▸ Description of the task: When the line containing "Commit 2: Added DRAM Manufacturer" is reached, begin reproducing lines exactly and continue through the last line of the records below.

* * * * * * * * *

PR #341, opened 2019-06-02
devices/spd: More DDR4 improvements

ocerman:
Commit 1: Added manufacturing date
Commit 2: Added DRAM Manufacturer
Commit 3: FIX - Partial data is evaluated every refresh (not only on first time)


bp0:
https://github.com/lpereira/hardinfo/blob/8c4845a39d030a78422c5d2d7cbfdce91e40615a/modules/devices/spd-decode.c#L1685

That needs to be set to NULL to prevent freeing uninitialized pointer when dimm_list is empty.

I noticed this when loading the ee1004 driver on a machine that, turns out, has only ddr3. It might be a good idea to check for any ee1004 devices and then fallback to using eeprom if none are found.

lpereira:
Merged, thanks!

* * * * * * * * *

▸ Response area:
Commit 2: Added DRAM Manufacturer
Commit 3: FIX - Partial data is evaluated every refresh (not only on first time)


bp0:
https://github.com/lpereira/hardinfo/blob/8c4845a39d030a78422c5d2d7cbfdce91e40615a/modules/devices/spd-decode.c#L1685

That needs to be set to NULL to prevent freeing uninitialized pointer when dimm_list is empty.

I noticed this when loading the ee1004 driver on a machine that, turns out, has only ddr3. It might be a good idea to check for any ee1004 devices and then fallback to using eeprom if none are found.

lpereira:
Merged, thanks!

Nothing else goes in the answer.